* [Data for the task]:
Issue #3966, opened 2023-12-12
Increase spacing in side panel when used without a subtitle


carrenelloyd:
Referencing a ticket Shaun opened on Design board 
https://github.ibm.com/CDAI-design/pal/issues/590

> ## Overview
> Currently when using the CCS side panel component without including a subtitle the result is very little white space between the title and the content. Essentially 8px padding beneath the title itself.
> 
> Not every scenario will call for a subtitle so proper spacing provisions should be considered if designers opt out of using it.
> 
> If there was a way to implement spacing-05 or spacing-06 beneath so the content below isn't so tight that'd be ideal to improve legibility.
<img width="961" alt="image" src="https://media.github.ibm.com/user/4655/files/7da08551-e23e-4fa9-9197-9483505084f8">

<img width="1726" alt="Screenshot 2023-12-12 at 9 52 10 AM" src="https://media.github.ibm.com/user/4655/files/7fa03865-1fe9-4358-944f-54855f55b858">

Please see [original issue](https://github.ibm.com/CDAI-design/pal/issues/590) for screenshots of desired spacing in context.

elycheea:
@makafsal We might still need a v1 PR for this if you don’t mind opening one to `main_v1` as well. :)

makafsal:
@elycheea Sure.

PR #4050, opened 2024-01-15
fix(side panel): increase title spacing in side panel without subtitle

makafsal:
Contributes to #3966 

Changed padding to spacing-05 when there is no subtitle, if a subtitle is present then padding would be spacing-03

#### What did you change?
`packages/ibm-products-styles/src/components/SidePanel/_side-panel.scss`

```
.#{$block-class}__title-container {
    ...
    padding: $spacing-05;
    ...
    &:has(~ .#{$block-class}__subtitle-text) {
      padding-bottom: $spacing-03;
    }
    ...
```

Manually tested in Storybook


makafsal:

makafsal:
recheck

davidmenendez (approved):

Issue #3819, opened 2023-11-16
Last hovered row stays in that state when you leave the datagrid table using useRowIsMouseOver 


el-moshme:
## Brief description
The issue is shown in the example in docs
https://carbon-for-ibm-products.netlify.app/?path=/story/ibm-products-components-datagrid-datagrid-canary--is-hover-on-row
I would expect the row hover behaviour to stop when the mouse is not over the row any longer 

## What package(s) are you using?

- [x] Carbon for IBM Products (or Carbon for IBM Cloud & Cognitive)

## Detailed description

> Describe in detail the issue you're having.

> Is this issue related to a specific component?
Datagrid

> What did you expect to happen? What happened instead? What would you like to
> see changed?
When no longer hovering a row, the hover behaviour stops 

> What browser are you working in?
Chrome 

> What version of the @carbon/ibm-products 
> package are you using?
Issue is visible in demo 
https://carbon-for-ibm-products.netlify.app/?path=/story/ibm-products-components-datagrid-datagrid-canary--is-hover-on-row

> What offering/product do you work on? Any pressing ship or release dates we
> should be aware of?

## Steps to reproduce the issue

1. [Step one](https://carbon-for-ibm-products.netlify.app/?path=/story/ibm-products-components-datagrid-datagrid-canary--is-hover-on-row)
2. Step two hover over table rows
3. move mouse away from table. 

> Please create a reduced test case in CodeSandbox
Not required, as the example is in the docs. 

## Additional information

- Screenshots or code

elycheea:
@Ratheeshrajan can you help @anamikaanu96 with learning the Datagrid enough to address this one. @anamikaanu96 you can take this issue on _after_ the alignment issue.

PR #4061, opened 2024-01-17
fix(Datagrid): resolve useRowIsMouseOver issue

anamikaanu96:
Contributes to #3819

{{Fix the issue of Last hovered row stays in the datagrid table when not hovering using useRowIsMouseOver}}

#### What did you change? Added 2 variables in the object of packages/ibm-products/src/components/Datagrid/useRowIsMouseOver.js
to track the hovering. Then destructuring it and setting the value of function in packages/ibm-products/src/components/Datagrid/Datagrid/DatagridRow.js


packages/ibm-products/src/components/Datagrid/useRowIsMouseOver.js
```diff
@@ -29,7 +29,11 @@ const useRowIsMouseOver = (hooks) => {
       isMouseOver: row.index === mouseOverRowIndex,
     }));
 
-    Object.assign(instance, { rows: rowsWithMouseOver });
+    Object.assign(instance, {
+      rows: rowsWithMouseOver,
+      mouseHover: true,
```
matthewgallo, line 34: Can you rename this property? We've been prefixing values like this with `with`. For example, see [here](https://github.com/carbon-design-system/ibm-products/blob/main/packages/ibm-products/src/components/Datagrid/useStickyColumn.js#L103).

* [Goal of the exercise]: The lines from the top of the data above down to the line containing "Contributes to #3966" are to be copied exactly; no other line should appear.

* [Answer for the task]:
Issue #3966, opened 2023-12-12
Increase spacing in side panel when used without a subtitle


carrenelloyd:
Referencing a ticket Shaun opened on Design board 
https://github.ibm.com/CDAI-design/pal/issues/590

> ## Overview
> Currently when using the CCS side panel component without including a subtitle the result is very little white space between the title and the content. Essentially 8px padding beneath the title itself.
> 
> Not every scenario will call for a subtitle so proper spacing provisions should be considered if designers opt out of using it.
> 
> If there was a way to implement spacing-05 or spacing-06 beneath so the content below isn't so tight that'd be ideal to improve legibility.
<img width="961" alt="image" src="https://media.github.ibm.com/user/4655/files/7da08551-e23e-4fa9-9197-9483505084f8">

<img width="1726" alt="Screenshot 2023-12-12 at 9 52 10 AM" src="https://media.github.ibm.com/user/4655/files/7fa03865-1fe9-4358-944f-54855f55b858">

Please see [original issue](https://github.ibm.com/CDAI-design/pal/issues/590) for screenshots of desired spacing in context.

elycheea:
@makafsal We might still need a v1 PR for this if you don’t mind opening one to `main_v1` as well. :)

makafsal:
@elycheea Sure.

PR #4050, opened 2024-01-15
fix(side panel): increase title spacing in side panel without subtitle

makafsal:
Contributes to #3966 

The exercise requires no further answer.